─── INPUT FOR THIS TASK ───
PR #9275, opened 2023-07-28
Fix default style pack selection in townhall

### LINKED ISSUE #9130: Cannot change the default style of buildings via the Town Hall

### Minecraft Version

1.19.2

### MineColonies Version

1.0.1392-ALPHA

### Structurize Version

1.0.491-ALPHA

_No response_

### Current Behavior

So I started MineColonies with a desecrated village. Decided to go do my own thing instead. The village had the Medieval Oak style. I checked for what style I wanted to use, decided it would be Nordic Spruce. I built a lot of stuff as of now, and my Town Hall is level 4. I go in there, click settings, chose to Nordic Spruce theme. As I click on anything else, if I go back to the settings, it's still Medieval Oak.

### Expected Behavior

If everything worked well, it would just save the state at which it is (with the correct choice) so I wouldn't have to do it again and failing.

### Reproduction Steps

Build a town hall.
Go in there, click the book.
Go into settings.
Under "Switch Colony Pack", pick a new one.
Click on any other tab or exit the book screen.
Go back there, the style should be the one that wasn't saved before.

### Logs

https://gist.github.com/erroroid/a4a05a679a439de9b8fa98e9b18a1b70

### Anything else?

Thodor12:
Closes #9130 

- Removes the check which forces buildings to be level 0 or deconstructed for the town hall.

Review please

### DIFF
--- a/src/main/java/com/minecolonies/coremod/client/gui/townhall/WindowSettingsPage.java
+++ b/src/main/java/com/minecolonies/coremod/client/gui/townhall/WindowSettingsPage.java
@@ -12,10 +12,9 @@ import com.minecolonies.coremod.Network;
 import com.minecolonies.coremod.client.gui.WindowBannerPicker;
 import com.minecolonies.coremod.colony.buildings.workerbuildings.BuildingTownHall;
 import com.minecolonies.coremod.network.messages.server.colony.*;
-import com.minecolonies.coremod.network.messages.server.colony.building.BuildingSetStyleMessage;
+import net.minecraft.ChatFormatting;
 import net.minecraft.client.Minecraft;
 import net.minecraft.client.gui.screens.Screen;
-import net.minecraft.ChatFormatting;
 import net.minecraft.network.chat.Component;
 import net.minecraft.network.chat.contents.TranslatableContents;
 import org.jetbrains.annotations.NotNull;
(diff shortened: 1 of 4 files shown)


Thodor12:
Does the logic in the else statement also have to be ran if it's a town hall.
I'd presume the pack would still have to change if you were to deconstruct the townhall and change the style of it?

Also, wouldn't this be better to just be 2 separate message instances, because this is also used in WindowBuildBuilding, acting as the initial setter for the pack.

This way you could also take down the town hall without automagically modifying the default style.

uecasm:
Given that there's an associated bug reported recently with changing the TH style making it load the wrong blueprints when upgrading the TH itself, perhaps the Real Bug™ is that the TH style selector affects the TH's own style in some way?  It really ought to be completely independent.

Or rather, whatever style the TH was built in is the default value, then they're entirely separate after that.

Thodor12:
> Given that there's an associated bug reported recently with changing the TH style making it load the wrong blueprints when upgrading the TH itself, perhaps the Real Bug™ is that the TH style selector affects the TH's own style in some way? It really ought to be completely independent.
> 
> Or rather, whatever style the TH was built in is the default value, then they're entirely separate after that.

I'm unsure whether this will fix that. But perhaps just pulling those 2 message classes apart will already go a long way, technically they don't have anything to do with one another.

PR #9285, opened 2023-08-01
Improve statistics manager serilization

someaddons:
- Improve statistics manager serilization
- Add better safeguard against pirates spawning without water
- Stop citizens from regenerating health from food during fighting
- Avoid marking citizen data dirty when health changes
Review please


Raycoms:
The stats manager stuff looks fine. The rest Im not so sure. We at least should sometimes update the citizen health data on the client side, they serialize quite rarely otherwise afaik. And players should be able to have fairly up to date data.

And on the healing, afaik that turns off all healing mid fight, is that intended?

Raycoms (approved):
───
- **INSTRUCTIONS TO FOLLOW**
Whenever a line in the entries holds the word "value", copy that line.

- **COMPLETED EXERCISE**
Or rather, whatever style the TH was built in is the default value, then they're entirely separate after that.
> Or rather, whatever style the TH was built in is the default value, then they're entirely separate after that.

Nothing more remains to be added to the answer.